Let $M_m$ be a $C^1$ surface in $R^n$, and let $y$ be a point in $R^n$ not on $M_m$. If $x$ is a point on $M_m$ that minimizes or maximizes the distance to $y$, how would one prove that the line joining $x$ and $y$ is perpendicular to the surface at $x$ (ie, perpendicular to the tangent space at $x$)?
(If it helps at all, this is on the sections about Lagrange multipliers and the second derivative test.)

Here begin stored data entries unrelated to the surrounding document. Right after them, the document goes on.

PR #488, opened 2017-10-21
added fitb unit tests for casei option and numeric ranges

DaveParillo:
I wasn't sure I completely understood the regex handling in the answer fields, so no tests for that.

But does have some tests for the `:casei:` option, implied blanks, and numeric ranges.

### DIFF
--- a/runestone/fitb/test/_sources/index.rst
+++ b/runestone/fitb/test/_sources/index.rst
@@ -65,3 +65,20 @@ Regex testing
        :2 1: Close.... (The second number is a tolerance, so this matches 1 or 3.)
        :x: Nope. (As earlier, this matches anything.)
 
+.. fillintheblank:: regexescapes1
+   :casei:
+
+   Windows system files are stored in: |blank|. 
+
+   -   :C\:\\Windows\\system: Correct.
+       :program files: Third party applications are stored here, not system files.
+       :x: Try again.
+
+.. fillintheblank:: regexescapes2
+   :casei:
+
+   Python lists are declared using: |blank|. 
+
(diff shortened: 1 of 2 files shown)


bnmnetp:
Thanks, its great to have more coverage.

What do we need to explain better with respect to the regex matching?

DaveParillo:
There are many different syntax variations for regex.  But even presuming that the underlying parser is python, it's not clear what get's done with the text in the field `: x :`. The source code hints that reular expressions are possible, but other than `:.*:` or `:^foo$:`, wasn't sure what was possible. 

Some trial and error quickly determines no flags can be used before or after the `:text:`, but what text is allowed? If the answer is 'simple case insensitive string matches', then great.
If the answer is some thing else, then some power users may want to know how to do that.

Is the match function always invoked?  Since `:casei:` is a directive option, it implies that it is the only regex flag that can be set.  LOCALE and UNICODE might be nice additions.

If you defined a more complex regular expression, say with a grouping structure, how would you inform runestone what the expected value for group 1 should be?  This seems hard.
And perhaps trying to do more than one little fill in the blank field should be trying to accomplish.

DaveParillo:
After giving this a bit more thought, I realized two baked in assumptions about fitb:

1. The first answer is always considered correct & the remaining sub items within a list are always incorrect.  The help should explicitly state this.
1. If an answer field _looks like_ a regex, it is parsed as a regex, meaning some answers such as:

    - `C:\windows`
    - `myarray[x][y]`

will require some escaping. But I haven't tested this.

I think I have now sufficiently over analyzed this one!

PR #490, opened 2017-10-24
Change the style of tabpanel to fit the width of container

lisheng0316:


lisheng0316:
Thanks for the review, here is what has changed

before1
after1
before2
after2

bnmnetp:
This seems to be redundant with the work we already did to implement the ``full-width`` class.???

PR #501, opened 2017-10-31
Audio Tour Revamp

PC98:
1. Changed the audio tour UI - instead of a separate screen popping up, the audio tour now launches in the same screen, right below the "Audio Tour" button.

2. Because the audio tour doesn't require a separate screen to pop up now, the user can have audio tours from multiple coding examples open simultaneously.

3. Earlier, images were being used as place-holders for media control buttons (that is, the "play button", "next-audio button" etc. were images); I have replaced them with actual HTML button tags.

4. A bunch of bug fixes, for example, earlier audio would play when the user clicked on the "next audio" button even though "pause audio" was selected.

5. Corrected the URL path for audio files.

I have tested the new audio tour on Chrome, Safari and Firefox.


bnmnetp:
It would be great if there was some way we could automate the testing of the audio tours.  Any ideas?

bnmnetp:
@ericsonga Can you please take a look at this.  It seems that this PR also contains code for resetting timed exams. Does this replace what you did?  Is it the same?  This is why we need to have 1 feature per PR.

PC98:
Hi!
I am not sure if there is a way to automate testing of the audio tours.

This PR contains code related to timed exams because of a mistake on my part - I pulled from CSL lab's fork before pushing my changes. If you would prefer it, I can close this PR and open a new one with just the audio tour changes.

bnmnetp:
It would be great if you can clean this up so that it contains only the code related to the audio tours.  then I'll accept it.

ericsonga:
Yes, let's only do the audio tour in the pull request.

PC98:
Hi. Sorry I have been inactive for the past couple of weeks. I am not sure what the best way to do this is, but I think I will create a new fork, merge only my changes and then make a pull request.

PR #505, opened 2017-11-22
Supplementary files for Java

CABowers:
I closed my other PR related to this and brought everything together to make it neater. I made changes to the server to allow more jobe api calls to go through the proxy, those need to be added for these changes to work.


bnmnetp:
please **add** a test to the activecode tests to demonstrate that this works and will allow us to catch regressions in the future.

bnmnetp:
We should modify  the LiveCode.prototype.init method so that `this.JOBE_SERVER = eBookConfig.host`  uses `eBookConfig.jobehost` and also get this.resource from `eBookConfig.proxyuri`    These could be set up as two new variables in the pavement.py file.  The main template (layout.html) would need to be modified as well to add these to eBookConfig.

CABowers:
I am unsure what `eBookConfig.jobehost` should be set to. Also should I be making those changes to the `pavement.py` and `layout.html` in the `activecode/test` and to `pavement.tmpl` and `layout.html` in `common/project_template`?
Another issue is if the tests are running from `127.0.0.1:8081` and the server running from `127.0.0.1:8000`, wouldn't this be a cross origin request for the proxy functions? A solution could be on the server side to add `127.0.0.1:8081` as the only address allowed to make cross origin requests just for testing purposes but the flaw with this is addresses can be spoofed from a security perspective. What do you purpose?

bnmnetp:
Before we created the proxy we could access the jobe host directly.  In part because we have an API key that we use to authenticate ourselves.  The proxy is needed because the jobe host runs on http not https.  So the CORS issues are dealt with.

Here is the information you need for accessing the jobe server directly.

```
JOBE_SERVER = 'http://jobe2.cosc.canterbury.ac.nz';
resource = '/jobe/index.php/restapi/runs/';
```

This change will need to be made in all of the places you mention.

CABowers:
I tried to resolve the conflicts via the interface on the website and I resolved them in my most recent commit. However, it still shows the code as conflicting. When I view this PR from a different view it seems that it believes there are no conflicts as seen in the below. 
image
I will make a duplicate branch and make a PR from that branch to see if it re-evaluates the conflict.

bnmnetp:
Some cleanup is in order.    This should not require 200 files modified.  It seems most of them are under activecode/test/ . An extra static directory has sprouted.  Also it looks like there are massive changes to activecode.js . Can you clean this up so that only the required changes are part of the PR?

Messing with the runProg function and the history scrubber makes me *extremely nervous* as it took a long long time to get the bugs worked out of the initial implementation and if it breaks the production version I'm going to have thousands of unhappy students.

PR #624, opened 2021-07-29
Non linear TPS

HWright9:
My application is a 2004 Moto Guzzi 1100cc V-Twin. The factory bike uses a non-linear TPS as its primary load input. This TPS has 2 slopes to provide more resolution at lower throttle positions which are critical in ITB applications.

I added a simple 3 point table to map the non-linear voltage to a linear 0-100% TPS value so I could maintain the benifts of the enhanced resolution and more easily translate the factory tune. Also things like TPS-dot will work correctly.

I realise this sensor type is rare but I made this change for myself. Others adapting some motorbikes may use the same style of TPS. The old linear method is retained for backwards compatabilty but is essentialy redundant since using 2 points in this table achieves the same outcome. I only needed 3 points to map the curve, could easily be expanded if others need that functionality.

TPS Non linear

TPS Non linear_graph

### DIFF
--- a/reference/speeduino.ini
+++ b/reference/speeduino.ini
@@ -198,7 +198,7 @@
 
     endianness          = little
     nPages              = 14
-    pageSize            = 128,   288,     288,    128,     288,    128,    240,     384,    192,    192,    288,    192,    128,    288
+    pageSize            = 128,   288,     288,    128,     288,    134,    240,     384,    192,    192,    288,    192,    128,    288
 
     ; New commands
     pageIdentifier      = "\$tsCanId\x01", "\$tsCanId\x02", "\$tsCanId\x03", "\$tsCanId\x04", "\$tsCanId\x05", "\$tsCanId\x06", "\$tsCanId\x07", "\$tsCanId\x08", "\$tsCanId\x09", "\$tsCanId\x0A", "\$tsCanId\x0B", "\$tsCanId\x0C", "\$tsCanId\x0D", "\$tsCanId\x0E"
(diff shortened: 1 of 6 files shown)


jfigueredo:
Hello. Currently trying to wire a Bosch 0 280 122 201 4 pin TPS to a speeding. 
So for my understanding I need to wire the 2 pins in the same TPS input on the speeding right or am I wrong?

HWright9:
Hey that type of sensor has two independent TPS sensors. One reading from 0-23deg rotation and the other from 20-90deg. So you need two independent inputs to the speeduino to read it. You can't wire them to the same pin. 
It would be possible to write some code to do this and relatively simple to switch between analogue inputs at some % value. But even this PR for non-linear TPS is not pulled in yet. I don't know what the appetite is from the general community to support "wierd" TPS, as generally found on Motorbikes using TPS as the primary load input.  If anyone wants to chime in with support I can put the effort in to write a more generic function to deal with this sort of stuff but only if there is support for pulling it in.

jfigueredo:
> Hey that type of sensor has two independent TPS sensors. One reading from 0-23deg rotation and the other from 20-90deg. So you need two independent inputs to the speeduino to read it. You can't wire them to the same pin.
> It would be possible to write some code to do this and relatively simple to switch between analogue inputs at some % value. But even this PR for non-linear TPS is not pulled in yet. I don't know what the appetite is from the general community to support "wierd" TPS, as generally found on Motorbikes using TPS as the primary load input. If anyone wants to chime in with support I can put the effort in to write a more generic function to deal with this sort of stuff but only if there is support for pulling it in.

If you can get it to work I can pay you. I unscrewed the tps and it has a I shaped connector to the throttle body, and I think its difficult to manage to get a replacement 3 pin one with this kind of connector.

jfigueredo:
Can you give me your Facebook contact or any other way to contact you?

HWright9:
> Can you give me your Facebook contact or any other way to contact you?

Hey, just join the slack group and you can message me on there. Dont worry about payment. I just do this for fun. I can write some test code over the next few days. But can you test it for me?

HWright9:
Ok version 2 of non-linear TPS.
Strategy now is just to add a couple more variables to save memory. Also added calibration option for dual sensor TPS. (Bosch 4 wire). A lot of these non linear or dual rate TPS are used on motorbikes using TPS only systems. 

Example of how ADC is mapped to TPS shown below

Screenshot TPS Parameters

Example of the TunerStudio setup.

Screenshot TPS setup New

jfigueredo:
Really, really thanks for this! Tested it with the developer(dual sensor tps) and it works like a charm!
For people like us that are using bike engines, or bike parts we really need this because they are mainly tuned by tps, and what better tps than the factory one right??
This way we don't need to buy another tps and adapt it since this fork covers most of the tps on the market!

digmorepaka:
i think it would be useful to merge this with https://github.com/noisymime/speeduino/pull/608 as it's somewhat related

HWright9:
Confirming that this update is compatible with the 0.5% TPS resolution update. Adding this PR along with #608 will complete the updates to enhance support for motorcycle TPS based applications.

HWright9:

PR #625, opened 2021-07-29
DRZ400 Trigger Decoder

mike501:
Implement DRZ400 trigger decoder. Based on duel wheel with modification to take into account how the signals are generated on this bike engine.


Zeiberstein (commented):
Lines 2525, 2527, 2528 seem to miss a comma in between the field definitions. Maybe TS does the right thing with it, but this seems a bit unfinished.

mike501:
> Lines 2525, 2527, 2528 seem to miss a comma in between the field definitions. Maybe TS does the right thing with it, but this seems a bit unfinished.

Good spot. Not sure why that wasn't highlighted when I merged the latest code release into it. Makes me worried I've done something wrong in git.

mike501:
missing 

> Lines 2525, 2527, 2528 seem to miss a comma in between the field definitions. Maybe TS does the right thing with it, but this seems a bit unfinished.

Commas added & updated to the latest firmware release

PR #627, opened 2021-08-02
Performance and economic fields of tunerstudio

nuosu:
Added custom channels to use the performance and economic fields of tunerstudio, becoming accurate and usable


noisymime:
Hi. Not quite sure what you're trying to achieve with this change? There is only a single line changed in the ini file and that doesn't look like it enables any of the mentioned fields.

nuosu:
i have tested  that function in tunerstudio .  but get wrong data. The
vehicle speed is too much higer than speeduino .after that. I tried to add
a custom output channel in accordance with the requirements of tunerstudio
. The problem is solved

Josh Stewart ***@***.***> 于 2021年8月2日周一 下午3:11写道：

noisymime:
Closing as I can't see what the actual changes are here. Please open a new PR if needed

pazi88:
I have the economy fields currently baked into speeduino.ini. I will make PR once testing is complete.

PR #633, opened 2021-08-15
change sequence of injection in Semi Seq. 4 cyl

adamg-86:
I know it is a sensitive subject but as it is now the sequence is not correct. The current sequence is correct if you wire inj1 to output 1, inj2 to output 2, inj3 to output 3, and inj4 to output 4. If you want to switch to full sequential later this order is not correct. This pull request fixes this issue and it really helps idle if you are wired for full sequential. I tested it for 2 weeks now and when the temp sensor is heat-soaked on hot start, the car idle way better at high ARFs. 
image


jackscr12:
Injector drivers fire in numerical order so you have to wire 1-1, 2-3, 3-4, 4-2  to have proper injector sequence . SO how can 1-1 2-2 3-3 4-4 be correct for a traditional 1-3-4-2 firing engine?

noisymime:
Closing as an injector pairing option was added in beedfb44e41052361083f00778f8d7b450d38895

PR #634, opened 2021-08-15
Launch control Vss threshold activation

adamg-86:
Set a maximum speed which the Launch control can be activated. Prevent activating on rev matching downshift.


shiznit304:
I'm not sure if this feature is really needed. You have to set your launch/flat shift switch to a low number. You shouldn't be hitting your launch rpm switch when downshifting. For example I have my Launch/Flat shift switch set at 1300 (Clutch needs to go in below 1300 to activate launch control, otherwise it does flatshift limiters if configured)

pazi88:
This is actually quite usefull feature. The launch rpm I for example use is 4500rpm and it's quite easy to accidentally activate that while driving. Also it makes drag racing easier when you can immediately disable launch when wheels start turning, but the clutch pedal may not be fully up yet to disable launch.

adamg-86:
the goal is to not be able to activate ANY cut between max vehicle speed threshold and launch/flat shift switch RPM. You set the max speed to ex: 10 kph and switch RPM to 5200RPM, so you flat shift over 5200 and can rev-match under 5200 with no possible cut. At the track I was annoyed with that, if I rev-match with a lot of throttle (over the threshold) it would cut.

noisymime:
So, nearly 3 years to the day since you submitted this one, but it does look like it has value. 

Thanks for submitting!

pazi88:
Nice

adamg-86:
I just realized this got merged. Nice

PR #635, opened 2021-08-17
Read analog values via CAN BUS

celturbo:
Enhancement for reading 16 analog signals via native CAN-BUS. with selection of Edianness.
can read


pazi88:
This is feature that should be definitely included in the FW. Standard feature to any aftermarket ecu. But does this really work? Looking at the code, I can't find you actually reading CAN bus when this is enabled? Just read what ever has left as inMsg from previous read. Also what if the OBD2 feature is in use? How do you define if the CAN messages is request for that or Analog CAN values?

celturbo:
> Yes. But it only reads current CAN message in currently present the `inMsg`. But after that there is the `while (Can0.read(inMsg)` Which reads through all the messages in the CAN interface receive buffer. And uses the messages that are related to OBD2 and discards others. So you could have for example 10 CAN messages in the receive buffer. First one is for analog CAN messages. You read that and then code moves to `while (Can0.read(inMsg)` There is still 10 CAN messages in the buffer and maybe one of those could be for ODB2. So the `can_Command()` -function reads the OBD2 related and discards the others that might include for example analog CAN data. So as end result you might have missed 8 analog CAN messages with this code. So to make this work, you should move the code under `readAuxCanBus()` to `can_Command()` so that you properly parse all the CAN messages based on message id.
> 
> @Autohome2 Can correct me if I'm wrong.

ok, you're right, i made the modification, i hope that's it, i tested the reading again and it's ok.

sbtoonz:
Works grand thanks for this :D

sbtoonz (approved):
tested against 4518bb6c40cca95f7130dc6d731aec309bb407fc

PR #637, opened 2021-08-18
PWM Fan addition

pazi88:
This PR adds PWM fan control for Teensy and STM32. The Arduino MEGA lacks timers to do this, so if user tries to select PWM fan mode with that MCU, Tuner Studio gives warning that it isn't available and PWM Fan related options are grayed out. Tested to work on STM32, but not yet on Teensy. But planning to do it soon. Teensy 4.1 needs some attention that I'm not sure how to do.

NOTE! This PR might seem huge because the many files changed. But it's mainly because the added timer. The PR itself tried to be as simple as possible.


noisymime:
Looks good. My only suggestion here would be that if this option is chosen on a mega2560 that the fan operates in On/Off mode. 

Eg if the PWM value is anyone above 0, the fan is turned on. 

I think this is a safer option than doing nothing is all. If someone selects the wrong option and ignores the message, then at least their fan will still run rather than potentially cooking their engine.

pazi88:
> Looks good. My only suggestion here would be that if this option is chosen on a mega2560 that the fan operates in On/Off mode.
> 
> Eg if the PWM value is anything above 0, the fan is turned on.
> 
> I think this is a safer option than doing nothing is all. If someone selects the wrong option and ignores the message, then at least their fan will still run rather than potentially cooking their engine.

Yeah I can do that.

pazi88:
@noisymime Ok, the Fan output is now active on mega if the duty is bigger than zero. I also made a change where the fan duty works on mega too and the duty reading is available on secondary serial. In this way external PWM controller can be used and the duty/temp curve is still configurable on TS. This was request regarding this PR I got while ago, and in a matter of fact I can also use this feature in that way in the setups I don't have STM32.

noisymime:
Great work @pazi88

PR #639, opened 2021-08-19
[WIP] CAN broadcasting menu

pazi88:
This PR adds CAN broadcasting menu. Currently this is only for broadcasting CAN messages for couple of different OEM instrument clusters, but support for more OEM instrument clusters, aftermarket dashes, gauges etc. can be added rather easily. The BMW one is currently bench tested to be working. Also fully configurable CAN broadcast outputs could be nice thing to have. The amount of different things to broadcast can quickly escalate, so these are now under new files and not in already rather big cancomms file.


speeduino/canBroadcast.ino
```diff
@@ -0,0 +1,117 @@
...
+}
+
+// switch case for gathering all data to message based on CAN Id.
+void DashMessage(uint16_t DashMessageID)
+{
+  switch (DashMessageID)
+  {
+    case CAN_BMW_DME1:
+      uint16_t temp_RPM;
+      temp_RPM =  currentStatus.RPM * 6.4; //RPM conversion
```
VitorBoss, line 38: Use of floats must be avoided at the moment, it is on lines 38 and 100.

pazi88: > Use of floats must be avoided at the moment, it is on lines 38 and 100.

Fixed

I think that it's the following.
Define $f: M_m \to \mathbb{R}$ as $f(p)=|p-y|^2$, where $|\cdot |$ is the usual Euclidean norm on $\mathbb{R}^n$. Then $f$ is differentiable on $M_m$ because it is the restriction of a differentiable function on $\mathbb{R}^n$. Notice that for any $p \in M$ and $v \in T_pM$, the differential $df_p: T_pM \to \mathbb{R}$ is given by $df_p(v) = 2(p-y)\cdot v$, where $\cdot$ is the usual dot product in $\mathbb{R}^n$. The reason is that if $\gamma: (-\epsilon,\epsilon) \to M_m$ is any smooth curve with $\gamma(0)=p$, then $$df_p(\gamma'(0)):=(f \circ \gamma)'(0) = \frac{d}{dt}|\gamma(t)-y|^2\bigg|_{t=0} = 2(p-y)\cdot \gamma'(0)$$
In order to show that the line connecting $x$ and $y$ is perpendicular to $T_xM$, we need to show that $(y-x)\cdot v=0$ for all $v \in T_xM$. In order to prove this, notice that $df_x=0$ because $f$ achieves a global minimum (or maximum) at $x$, and thus for any $v \in T_xM$ we have that $2(y-x)\cdot v = df_x(v)=0$, which shows that $(y-x)\cdot v=0$.